Use this class when you want to maintain a single buffer (potentially mapped to another memory, like memory-mapped file). And want to allocate containers that point to the same underlying buffer with a different size and offset.

When the specified pointer does not belong to the memory pools, the implementation raises a metalchat::alloc_error exception.

Public Functions

inline pooling_allocator_adapter(const Allocator &alloc, container_pointer container_ptr)#

Construct a new pooling allocator with the specified container. All allocations with “new” semantic will be proxied to the specified allocator.

Parameters:

alloc – Proxy allocator for allocations without backing memory.
container_ptr – Underlying container from which allocations are created.

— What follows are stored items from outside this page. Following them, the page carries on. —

PR #428, opened 2026-07-16
fix: tweak ticket-general-lg-prompt and increase long test timeout

sgratch:
Reference: https://redhat.atlassian.net/browse/APPENG-4976

Including the following fixes:
  - Increase `test-long-ticket-laptop-refresh` timeout from 30 to 45 mins to prevent premature generator timeout on slower runs.

  - For the ticket_unrelated flow, refine ESCALATE, CLOSE, and QUESTION intent classification to prevent the agent's proactive close/escalate actions that were seen on nightly CI runs and local runs — e.g., before this fix the agent sometimes closed/escalated a ticket when the user said "I'll try restarting" or "thanks for the help" without specifically asking the agent to close/escalate. Failed metric: `User-Initiated Close or Escalation`.

### DIFF
--- a/Makefile
+++ b/Makefile
@@ -1415,7 +1415,7 @@ test-short-ticket-laptop-refresh:
 .PHONY: test-long-ticket-laptop-refresh
 test-long-ticket-laptop-refresh:
 	@echo "Running ticket-laptop-refresh evaluation (10 conversations)..."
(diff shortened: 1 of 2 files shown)


mhdawson (approved):
LGTM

inline pooling_allocator_adapter(Allocator &&alloc, container_pointer container_ptr)#

Constructs a new pooling allocator with the specified container.

Parameters:

alloc – Proxy allocator for allocations without backing memory.
container_ptr – Underlying container from which allocations are created.

inline pooling_allocator_adapter(const Allocator &alloc, std::vector<container_pointer> containers)#

Constructs a new pooling allocator with the specified sequence of containers.

Parameters:

alloc – Proxy allocator for allocations without backing memory.
containers – Underlying containers from which allocations are created.

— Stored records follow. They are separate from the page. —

PR #231, opened 2017-11-23
Feature: Rename SDK

### LINKED ISSUE #191: Add docs for SDK

### LINKED ISSUE #217: Aztk constructor should not load file

### LINKED ISSUE #230: Rename aztk_sdk to sdk
Using the SDK should look like this:

```sh
import aztk.software
```
Not like this:
```sh
import aztk_sdk.software
```

jafreck:
Fix #230
Fix #217
Fix #191


examples/sdk/sdk_example.py
```diff
@@ -0,0 +1,111 @@
...
+    print(e.message)
+    sys.exit()
+
+# get details of specific cluster
+cluster = client.get_cluster(cluster_config.cluster_id)
+
+# # create a user for the cluster
+client.create_user(cluster.id, "sdk_example_user", "example_password")
+
+# create some apps to run
```
paselem: very minor - can we add one app which is scala/java as well?

setup.py
```diff
@@ -16,7 +16,7 @@
       ],
       entry_points=dict(
             console_scripts=[
-                  "{0} = aztk.cli:main".format(constants.CLI_EXE)
+                  "{0} = cli.cli:main".format(constants.CLI_EXE)
```
paselem: "cli.cli" looks a bit strange... shouldn't it just be cli:main ?

examples/sdk/sdk_example.py
jafreck: We don't distribute the compiled java/scala programs in the repo. So if I do a java/scala example, the script will either not work out of the box or the java/scala app will need to be commented out. 

Not sure which is more preferable, but I would lean towards leaving it commented out and having the script work by default.

cli/spark/aztklib.py
```diff
@@ -0,0 +1,23 @@
+import cli.config as config
+import aztk.spark
+
+
+def load_spark_client():
+    secrets_config = config.SecretsConfig()
```
timotheeguerin: just add a small doc here saying this method create the client for you using the local user environment

PR #240, opened 2017-11-29
Add support for VNETs

emlyn:
We need to run aztk clusters in a VNET in order to access other resources (e.g. a Hive metastore), so I made these modifications in order to make that work. Would you be interested in merging these changes upstream?

I added a `--subnet-id` command-line parameter and corresponding `cluster.yaml` key, that gets passed through in the network_configuration parameter when configuring the pool.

inline pooling_allocator_adapter(Allocator &&alloc, std::vector<container_pointer> containers)#

Constructs a new pooling allocator with the specified sequence of containers.

Parameters:

alloc – Proxy allocator for allocations without backing memory.
containers – Underlying containers from which allocations are created.

No-copy allocator#

template<typename T, allocator Allocator> class nocopy_allocator#: The allocator that creates a shallow container resource for allocations with memory-copy semantic. All containers created with that method do not manage the underlying memory (specified by a const_pointer). And caller is responsible for a proper memory management of the original memory deallocation.

File-buffered memory allocator#

template<typename T> struct filebuf_memory_allocator#

Public Functions

inline container_pointer allocate(size_type size)#: Allocate the block of memory of the specified size and immediately write it to the anonymous file buffer. The lifetime of the backing file buffer ends with the end of lifetime of the returned container.

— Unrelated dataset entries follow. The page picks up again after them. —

PR #241, opened 2017-11-29
Feature: Azure Files

paselem:
Allow users to mount file shares to their cluster for small data scenarios or scripts.


aztk_sdk/spark/helpers/create_cluster.py
```diff
@@ -69,14 +75,30 @@ def __get_docker_credentials(spark_client):
...
-    ret = [
+    shares = []
+
+    if file_mounts:
+        for mount in file_mounts:
+            # Create the directory on the node
+            shares.append('mkdir -p {0}'.format(mount.mount_path))
+
+            # Mount the file share
+            shares.append('mount -t cifs //{0}.file.core.windows.net/{2} {3} -o vers=3.0,username={0},password={1},dir_mode=0777,file_mode=0777,sec=ntlmssp'.format(
```
jafreck: Do we want to always mount with 777 permissions? Perhaps we should let the user specify this in the FileShare model.

paselem: that is a good point... perhaps they want read-only...

paselem: Well, after coding it up and testing it and finding out it doesn't work, I found this in the docs:

Is it possible to specify read-only or write-only permissions on folders within the share?
If you mount the file share by using SMB, you don't have folder-level control over permissions. However, if you create a shared access signature by using the REST API or client libraries, you can specify read-only or write-only permissions on folders within the share.

paselem: And a bit more research shows this: https://unix.stackexchange.com/questions/303811/can-super-user-write-into-read-only-files

Bascially root can do whatever they want, so having permissions on the file is pretty much useless since we run the container as root.

PR #252, opened 2017-12-07
Retry asking for password when it doesn't match or is empty

emlyn:
I recently created a cluster and made a typo when entering the password. The error message said "Password confirmation did not match, please try again." but then it didn't give me an opportunity to try again, and left the cluster in a state where I could not ssh in (I later realised I probably could have run `add-user` afterwards, but it wasn't obvious at the time).
I think it would make sense to re-prompt for the password in this case (or when the entered password is empty), what do you think?


jafreck:
Great idea! I think a limited number of attempts would be better though. Maybe we could do 3 retries like SSH allows. 

Also it would be nice to let users know that you can run `add-user` afterwards if they fail the 3 retries so there would be little confusion about how to recover from this bad state.

paselem:
+1 on limiting to 3 retries and letting users know about re-running the add-user command. Otherwise this looks good.

emlyn:
Thanks for the feedback. I agree that limiting the number of retries makes sense. How's this?

jafreck:
There is a bug here. If you give 3 mismatched passwords, the last password password will be used to create a user even though it did not match it's confirmation.

This is because the for else statement calls `log.error` on the failure case. But even then, the mismatched password is returned. 

Example:
Attempt 1:
1. password; 0
2. confirmation: 1

Attempt 2:
1. password; 1
2. confirmation: 2

Attempt 3:
1. password; 2
2. confirmation: 3

The user will be created with password '2', when the expected behavior would be a failure with no user created.

emlyn:
Oops, yes I've changed it to a throw.

emlyn:
I just rebased on the latest master.

paselem:
Thanks for the change @emlyn !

Paginated allocator adapter#

template<allocator_t<void> Allocator> class paginated_allocator_adapter#

Allocator concepts#

template<typename Allocator> concept allocator#

#include <allocator.h>

The concept specifies the requirements for a type to allocate elements contiguously stored in the memory. The allocator is used to allocate underlying memory for a tensor.

Depending on the tensor type, memory could be allocated on stack, within random accessible memory, or memory, that is shared between CPU and GPU, using different implementations of hardware allocators.

template<typename Allocator, typename T> concept allocator_t#: #include <allocator.h>

The concept specifies the requirements for a type to allocate elements of type T contiguously stored in the memory.

template<typename Allocator> concept hardware_allocator#: #include <allocator.h>

The concept specifies the requirements for a type to allocate elements contiguously stored in the hardware (Metal) memory.

template<typename Allocator, typename T> concept hardware_allocator_t#: #include <allocator.h>

The concept specifies the requirements for a type to allocate elements of a type T conguously stored in the hardware (Metal) memory.